Für den formalen Modellvergleich gibt es den Delong-Test für AUC-Unterschiede (pROC::roc.test() in R). In Python approximierst du ihn mit Bootstrap-Konfidenzintervallen über scipy.stats.bootstrap.

Wann du Hilfe holst. Baum-Ensembles überfitten auf kleinen klinischen Kohorten leicht (hier EPV ≈ 7), und ihre scheinbare Güte hält externer Validierung oft nicht stand — bevor ein solches Modell klinisch genutzt wird, gehören Tuning-Strategie und Validierung methodisch abgesichert.

Fallstricke und Merksätze

  • Einzelner Baum tief = Overfit. Ensembles regeln Varianz, aber Bias bleibt.
  • Vorverarbeitung gehört in die Pipeline, auch bei Baum-Ensembles, sonst dieselbe Leakage-Falle wie in Modul 24.
  • class_weight="balanced" immer setzen bei seltenen klinischen Ereignissen.
  • Lernrate und Iterationen hängen zusammen. Kleine Lernrate → mehr Bäume.
  • HistGBM braucht keinen Imputer. Fehlende Werte werden nativ gelernt.
  • CV-Streuung ist Information. Ein stabiler schlechterer Schätzer kann besser sein als ein instabiler besserer.
  • Kein Modell gewinnt per Dekret. Miss immer, und berichte ehrlich, wenn Modelle gleichauf liegen oder ein einfacheres Modell vorn liegt.

Selbstcheck

  1. Warum senkt Bagging die Varianz, aber nicht den Bias?, Weil gemittelte Schätzer (bei gleichem Erwartungswert) weniger streuen, der systematische Fehler (Bias) aber vom mittleren Modell bestimmt wird und nicht verschwindet.
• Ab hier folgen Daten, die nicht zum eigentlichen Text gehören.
PR #467, opened 2021-02-04
Read and Write The Driver's Dependency Graph For Cross-Module Builds

CodaFi:
The refactoring of the incremental compilation state class is in three pieces:

1) Formalize the type of the InitialState computed by the initializer
2) Internalize computeModuleDependencyGraph and instead make a unified computeInitialState entrypoint (we'll need this for testing later)
3) Divide the status quo and cross-module initial state computations. There is no change to the status quo outside of the breakup of Driver.getBuildInfo

The cross-module path is slightly different than the status quo. For one, the incremental build need not fail entirely when either the build record or dependency graph cannot be read. In fact, it is a requirement that the incremental build proceed but schedule every single input file to rebuild, otherwise we won't have a module dependency graph to serialize!

As an aside, we ought to consider unifying the build record with the module dependency graph state we're writing here. They're read and written in lock-step when cross-module builds are turned on.

### DIFF
--- a/Sources/SwiftDriver/Driver/Driver.swift
+++ b/Sources/SwiftDriver/Driver/Driver.swift
@@ -206,15 +206,15 @@ public struct Driver {
   ///
   /// FIXME: This is a little ridiculous. We could probably just replace the
   /// build record outright with a serialized format.
-  var driverDependencyGraphPath: AbsolutePath? {
-    guard
-      let recordInfo = self.buildRecordInfo,
-      let recordPath = recordInfo.buildRecordPath.absolutePath
-    else {
+  var driverDependencyGraphPath: VirtualPath? {
+    guard let recordInfo = self.buildRecordInfo else {
       return nil
     }
-    let filename = recordPath.basenameWithoutExt
-    return recordPath.parentDirectory.appending(component: filename + ".priors")
+    let filename = recordInfo.buildRecordPath.basenameWithoutExt
+    return recordInfo
+      .buildRecordPath
+      .parentDirectory
+      .appending(component: filename + ".priors")
   }
   
   /// Code & data for incremental compilation. Nil if not running in incremental mode.
--- a/Sources/SwiftDriver/Driver/Driver.swift
+++ b/Sources/SwiftDriver/Driver/Driver.swift
@@ -201,6 +201,22 @@ public struct Driver {
   /// Only used for reading when compiling incrementally.
   let buildRecordInfo: BuildRecordInfo?
 
+  /// A build-record-relative path to the location of a serialized copy of the
+  /// driver's dependency graph.
+  ///
+  /// FIXME: This is a little ridiculous. We could probably just replace the
+  /// build record outright with a serialized format.
+  var driverDependencyGraphPath: AbsolutePath? {
+    guard
+      let recordInfo = self.buildRecordInfo,
+      let recordPath = recordInfo.buildRecordPath.absolutePath
+    else {
+      return nil
+    }
+    let filename = recordPath.basenameWithoutExt
+    return recordPath.parentDirectory.appending(component: filename + ".priors")
+  }
+  
   /// Code & data for incremental compilation. Nil if not running in incremental mode.
   /// Set during planning because needs the jobs to look at outputs.
   @_spi(Testing) public private(set) var incrementalCompilationState: IncrementalCompilationState? = nil
@@ -910,6 +926,7 @@ extension Driver {
     if !childJobs.isEmpty {
       do {
         defer {
+          self.incrementalCompilationState?.writeDependencyGraph()
           buildRecordInfo?.writeBuildRecord(
             jobs,
             incrementalCompilationState?.skippedCompilationInputs)
--- a/Sources/SwiftDriver/IncrementalCompilation/IncrementalCompilationState.swift
+++ b/Sources/SwiftDriver/IncrementalCompilation/IncrementalCompilationState.swift
@@ -63,60 +63,215 @@ public class IncrementalCompilationState {
       "\(options.contains(.enableCrossModuleIncrementalBuild) ? "Enabling" : "Disabling") incremental cross-module building")
 
 
-    guard let (outputFileMap, buildRecordInfo, outOfDateBuildRecord)
-            = try driver.getBuildInfo(self.reporter)
+    guard let outputFileMap = driver.outputFileMap else {
+      driver.diagnosticEngine.emit(.warning_incremental_requires_output_file_map)
+      return nil
+    }
+
+    guard let buildRecordInfo = driver.buildRecordInfo else {
+      reporter?.reportDisablingIncrementalBuild("no build record path")
+      return nil
+    }
+
+    // FIXME: This should work without an output file map. We should have
+    // another way to specify a build record and where to put intermediates.
+    let maybeBuildRecord = buildRecordInfo.populateOutOfDateBuildRecord(
+            inputFiles: driver.inputFiles, reporter: reporter)
+
+
+    guard
+      let initial = try Self.computeInitialState(options,
+                                                 jobsInPhases,
+                                                 outputFileMap,
+                                                 buildRecordInfo,
+                                                 maybeBuildRecord,
+                                                 &driver,
+                                                 self.reporter)
     else {
       return nil
     }
 
-    guard let (
-      moduleDependencyGraph,
-      inputsHavingMalformedDependencySources: inputsHavingMalformedDependencySources
-    ) = Self.computeModuleDependencyGraph(
-      options,
-      buildRecordInfo,
-      outOfDateBuildRecord,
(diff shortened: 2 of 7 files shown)


CodaFi:
@swift-ci test

Sources/SwiftDriver/IncrementalCompilation/IncrementalCompilationState.swift
```diff
@@ -63,60 +63,190 @@ public class IncrementalCompilationState {
...
-  )
-  -> (ModuleDependencyGraph,
-      inputsHavingMalformedDependencySources: [TypedVirtualPath])?
-  {
+  ) throws -> InitialState? {
+    precondition(options.contains(.enableCrossModuleIncrementalBuild))
     let diagnosticEngine = driver.diagnosticEngine
+    // If we cannot compute this path, it means the build record path was not
+    // provided to the driver, which our caller detects for us.
+    let absPath = driver.driverDependencyGraphPath!
```
davidungar, line 161: In the past, we've run into trouble with disallowing relative paths.

Sources/SwiftDriver/Driver/Driver.swift
```diff
@@ -201,6 +201,22 @@ public struct Driver {
   /// Only used for reading when compiling incrementally.
   let buildRecordInfo: BuildRecordInfo?
 
+  /// A build-record-relative path to the location of a serialized copy of the
+  /// driver's dependency graph.
+  ///
+  /// FIXME: This is a little ridiculous. We could probably just replace the
+  /// build record outright with a serialized format.
+  var driverDependencyGraphPath: AbsolutePath? {
```
davidungar, line 209: I suspect that this has to be a VirtualPath for the tests to run.

Sources/SwiftDriver/IncrementalCompilation/IncrementalCompilationState.swift
```diff
@@ -63,60 +63,190 @@ public class IncrementalCompilationState {
...
+
+    let compileGroups =
+      Dictionary(uniqueKeysWithValues:
+                    jobsInPhases.compileGroups.map { ($0.primaryInput, $0) })
```
davidungar, line 165: Would be nice to move this computation to just before using `compileGroups`

Sources/SwiftDriver/IncrementalCompilation/IncrementalCompilationState.swift
```diff
@@ -63,60 +63,190 @@ public class IncrementalCompilationState {
...
+          from: absPath,
+          on: driver.fileSystem,
+          diagnosticEngine: diagnosticEngine,
+          reporter: reporter,
+          options: options),
+      let outOfDateBuildRecord = buildRecordInfo.populateOutOfDateBuildRecord(
+            inputFiles: driver.inputFiles, reporter: reporter)
+    else {
+      // We failed to read the components we need for the incremental build -
+      // just schedule every file to build!
```
davidungar, line 180: Is there some reason not to try a build reading the swiftDeps?
This raises another question: as it is, the code has two paths:
1. status quo - don't try to read the saved graph, don't try to exploit incrementalExternalDeps
2. cross module - do both

In other words, maybe there are four logical possibilities--I haven't thought about if it's best to collapse it to these two.

Sources/SwiftDriver/IncrementalCompilation/IncrementalCompilationState.swift
```diff
@@ -63,60 +63,190 @@ public class IncrementalCompilationState {
...
+
+      let mandatoryCompileGroupsInOrder = driver.inputFiles.compactMap { input -> CompileJobGroup? in
+        compileGroups[input]
+      }
+
+      let mandatoryJobsInOrder = try
+        jobsInPhases.beforeCompiles +
+        driver.formBatchedJobs(
+          mandatoryCompileGroupsInOrder.flatMap {$0.allJobs()},
+          showJobLifecycle: driver.showJobLifecycle)
```
davidungar, line 197: Because this computation is submerged in the other case, I'm not sure about seeing it here; need to think on it. Oh, I see, this is in an error-recovery path.

Sources/SwiftDriver/IncrementalCompilation/IncrementalCompilationState.swift
```diff
@@ -63,60 +63,190 @@ public class IncrementalCompilationState {
...
+
+      return InitialState(graph: emptyGraph,
+                          skippedCompileGroups: [:],
+                          mandatoryJobsInOrder: mandatoryJobsInOrder)
+    }
+
+    // Success! Let's try to go through the same path as the status quo.
```
davidungar, line 204: There's a difference, & I need to check to see of the same path does the right thing:
In the status quo, external deps get added, in this case, they are already present.
Any non-incremental ones, need to check file mod dates.
Any incremental ones, probably need to re-import the swift-module files.
Not sure that logic is in this PR--haven't gotten there yet.

Sources/SwiftDriver/IncrementalCompilation/IncrementalCompilationState.swift
```diff
@@ -63,60 +63,190 @@ public class IncrementalCompilationState {
...
+    guard missingInputs.isEmpty else {
+      if let reporter = reporter {
+        reporter.report(
+          "Incremental compilation has been disabled, " +
+          " because  the following inputs were used in the previous compilation but not in this one: "
+            + missingInputs.map {$0.basename} .joined(separator: ", "))
+      }
+      return nil
+    }
+
```
davidungar, line 249: As I wrote above, I'm not sure about this factoring. I'd be tempted to:
Read the serialized Mod dep graph in any case,
and go from there. But maybe that's too much instability??

Sources/SwiftDriver/IncrementalCompilation/IncrementalCompilationState.swift
```diff
@@ -63,60 +63,190 @@ public class IncrementalCompilationState {
...
+    // record.
+    guard
+      let deserializedGraph = try? ModuleDependencyGraph.read(
+          from: absPath,
+          on: driver.fileSystem,
+          diagnosticEngine: diagnosticEngine,
+          reporter: reporter,
+          options: options),
+      let outOfDateBuildRecord = buildRecordInfo.populateOutOfDateBuildRecord(
+            inputFiles: driver.inputFiles, reporter: reporter)
```
davidungar, line 177: This same computation and the aborting incremental building appears in both the statusQuo and crossModule code. Feels like it should be in a caller and passed in if non-null.

Sources/SwiftDriver/IncrementalCompilation/IncrementalCompilationState.swift
```diff
@@ -735,3 +849,28 @@ extension IncrementalCompilationState {
     public static let enableCrossModuleIncrementalBuild      = Options(rawValue: 1 << 4)
   }
 }
+
+// MARK: - Serialization
+
+extension IncrementalCompilationState {
+  @_spi(Testing) public func writeDependencyGraph() {
```
davidungar, line 856: In other places the _spi is commented out. We went through some kerfuffle wrt testable vs _spi. I'm not sure what the current state is.

Sources/SwiftDriver/IncrementalCompilation/IncrementalCompilationState.swift
```diff
@@ -735,3 +849,28 @@ extension IncrementalCompilationState {
...
+    // If the cross-module build is not enabled, the status quo dictates we
+    // not emit this file.
+    guard self.options.contains(.enableCrossModuleIncrementalBuild) else {
+      return
+    }
```
davidungar, line 861: I'd be tempted to do so anyway, speeding up the non-cross-module case.

Sources/SwiftDriver/IncrementalCompilation/ModuleDependencyGraph.swift
```diff
@@ -56,14 +56,43 @@ import SwiftOptions
...
+        continue
+      }
+
+      assert(swiftDepsFile.extension == FileType.swiftDeps.rawValue)
+      let typedSwiftDepsFile = TypedVirtualPath(file: swiftDepsFile, type: .swiftDeps)
+      let dependencySource = ModuleDependencyGraph.DependencySource(typedSwiftDepsFile)
+      emptyGraph.inputDependencySourceMap[input] = dependencySource
+    }
+    return emptyGraph
+  }
```
davidungar, line 86: I don't think we ought to need to do this; just fall back to the `buildInitialGraph` path. Am I missing something?

davidungar (commented):
I'm not sure about some of the premises here, in particular the coupling of cross-module with ModuleDepGraph serialization. Want to have a chance to discuss before it lands.

davidungar (approved):
LGTM

CodaFi:
@swift-ci test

  2. Was bewirkt eine sehr kleine Lernrate beim Gradient Boosting?, Das Modell macht kleine Schritte; es braucht viele Bäume (hohes n_estimators), generalisiert aber besser und reagiert robuster auf Rauschen.

  3. Warum verarbeitet HistGradientBoosting fehlende Werte nativ?, Weil es bei jedem Binning-Schritt einen eigenen Zweig für fehlende Werte lernt (Richtung, die den Verlust am meisten senkt), statt auf Imputation angewiesen zu sein.

  4. Warum muss die Imputation (z. B. Median) für den Entscheidungsbaum-Vergleich in einer Pipeline stecken statt einmal vorab auf dem Gesamtdatensatz zu laufen?, Weil der Median sonst auch aus den Validierungs-/Testzeilen jedes Folds berechnet wird, Information aus Daten, die das Modell offiziell noch nicht gesehen haben soll, fließt ins Training (Leakage), genau das Prinzip, das Modul 24 einführt und das auch für Baum-Ensembles gilt.